Items from a data source:
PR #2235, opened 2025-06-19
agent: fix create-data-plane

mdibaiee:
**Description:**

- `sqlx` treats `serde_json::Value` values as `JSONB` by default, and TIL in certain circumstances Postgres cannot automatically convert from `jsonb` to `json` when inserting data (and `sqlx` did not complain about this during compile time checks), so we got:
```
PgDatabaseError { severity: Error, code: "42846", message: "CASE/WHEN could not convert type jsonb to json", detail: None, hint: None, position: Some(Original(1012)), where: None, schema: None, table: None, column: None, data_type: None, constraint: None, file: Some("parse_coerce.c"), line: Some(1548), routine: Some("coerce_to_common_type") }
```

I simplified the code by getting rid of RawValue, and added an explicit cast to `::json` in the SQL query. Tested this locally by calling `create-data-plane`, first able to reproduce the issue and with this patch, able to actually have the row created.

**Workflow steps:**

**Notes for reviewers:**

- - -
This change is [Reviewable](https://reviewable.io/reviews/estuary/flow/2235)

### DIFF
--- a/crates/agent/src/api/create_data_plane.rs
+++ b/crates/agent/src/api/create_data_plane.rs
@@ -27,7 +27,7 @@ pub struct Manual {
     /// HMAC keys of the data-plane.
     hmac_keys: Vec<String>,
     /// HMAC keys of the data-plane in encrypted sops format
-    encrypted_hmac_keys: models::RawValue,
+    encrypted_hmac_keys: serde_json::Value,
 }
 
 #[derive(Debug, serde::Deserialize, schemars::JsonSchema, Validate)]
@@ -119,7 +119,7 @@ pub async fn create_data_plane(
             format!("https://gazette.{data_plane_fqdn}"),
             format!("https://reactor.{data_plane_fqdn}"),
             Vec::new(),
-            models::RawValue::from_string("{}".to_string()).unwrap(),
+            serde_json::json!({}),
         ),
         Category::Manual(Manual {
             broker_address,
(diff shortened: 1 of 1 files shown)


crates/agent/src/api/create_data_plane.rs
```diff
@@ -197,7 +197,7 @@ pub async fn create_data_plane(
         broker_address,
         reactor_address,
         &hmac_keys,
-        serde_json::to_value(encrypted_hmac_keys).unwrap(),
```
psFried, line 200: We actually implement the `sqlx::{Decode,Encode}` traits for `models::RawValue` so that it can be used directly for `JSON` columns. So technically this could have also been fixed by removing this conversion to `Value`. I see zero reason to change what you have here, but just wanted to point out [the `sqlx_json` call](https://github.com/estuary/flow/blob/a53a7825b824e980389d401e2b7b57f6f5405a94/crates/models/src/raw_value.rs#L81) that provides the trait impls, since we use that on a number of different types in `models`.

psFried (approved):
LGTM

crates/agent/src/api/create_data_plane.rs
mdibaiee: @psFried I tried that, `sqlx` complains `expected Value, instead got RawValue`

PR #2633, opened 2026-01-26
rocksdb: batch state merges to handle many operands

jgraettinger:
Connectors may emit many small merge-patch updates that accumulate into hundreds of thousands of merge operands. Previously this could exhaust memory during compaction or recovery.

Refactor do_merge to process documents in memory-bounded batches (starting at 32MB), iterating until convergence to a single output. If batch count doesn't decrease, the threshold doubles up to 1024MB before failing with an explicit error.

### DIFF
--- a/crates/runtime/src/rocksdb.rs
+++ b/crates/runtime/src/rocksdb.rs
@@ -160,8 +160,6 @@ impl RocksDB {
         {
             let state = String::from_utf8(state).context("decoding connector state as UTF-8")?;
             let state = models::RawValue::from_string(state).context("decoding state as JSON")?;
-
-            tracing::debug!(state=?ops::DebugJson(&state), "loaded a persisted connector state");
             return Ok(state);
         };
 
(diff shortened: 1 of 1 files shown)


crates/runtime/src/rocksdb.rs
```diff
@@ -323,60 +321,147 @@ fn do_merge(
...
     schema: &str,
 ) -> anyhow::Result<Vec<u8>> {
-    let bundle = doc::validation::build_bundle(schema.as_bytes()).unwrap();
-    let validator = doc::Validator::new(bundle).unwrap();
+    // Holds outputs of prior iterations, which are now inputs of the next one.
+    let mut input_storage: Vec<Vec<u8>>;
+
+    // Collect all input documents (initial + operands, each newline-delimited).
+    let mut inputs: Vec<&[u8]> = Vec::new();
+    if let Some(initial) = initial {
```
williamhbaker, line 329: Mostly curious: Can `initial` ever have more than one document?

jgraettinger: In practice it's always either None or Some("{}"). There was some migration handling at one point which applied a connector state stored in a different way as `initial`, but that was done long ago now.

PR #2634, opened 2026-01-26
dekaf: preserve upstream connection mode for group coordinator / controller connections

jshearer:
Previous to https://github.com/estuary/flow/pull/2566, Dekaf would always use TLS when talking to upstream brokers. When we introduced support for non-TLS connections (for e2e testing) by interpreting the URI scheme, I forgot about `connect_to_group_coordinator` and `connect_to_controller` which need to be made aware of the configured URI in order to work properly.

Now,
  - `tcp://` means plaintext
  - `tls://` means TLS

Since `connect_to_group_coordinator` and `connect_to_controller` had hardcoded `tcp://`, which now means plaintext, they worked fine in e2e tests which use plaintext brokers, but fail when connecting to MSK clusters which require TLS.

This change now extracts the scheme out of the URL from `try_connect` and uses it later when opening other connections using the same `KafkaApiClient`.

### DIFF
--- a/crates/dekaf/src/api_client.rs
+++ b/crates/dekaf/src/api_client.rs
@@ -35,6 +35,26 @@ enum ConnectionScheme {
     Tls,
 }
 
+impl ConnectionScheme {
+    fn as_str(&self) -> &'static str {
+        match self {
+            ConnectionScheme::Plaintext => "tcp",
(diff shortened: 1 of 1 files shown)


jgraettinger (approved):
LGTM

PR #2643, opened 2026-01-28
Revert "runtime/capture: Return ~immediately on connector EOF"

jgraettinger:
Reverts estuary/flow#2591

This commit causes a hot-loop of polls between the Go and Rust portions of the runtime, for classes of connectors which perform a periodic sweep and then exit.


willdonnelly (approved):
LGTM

▶ [TASK BRIEF]
From the entries above, extract each line containing "bundle".

▶ [EXERCISE RESULT]
-    let bundle = doc::validation::build_bundle(schema.as_bytes()).unwrap();
-    let validator = doc::Validator::new(bundle).unwrap();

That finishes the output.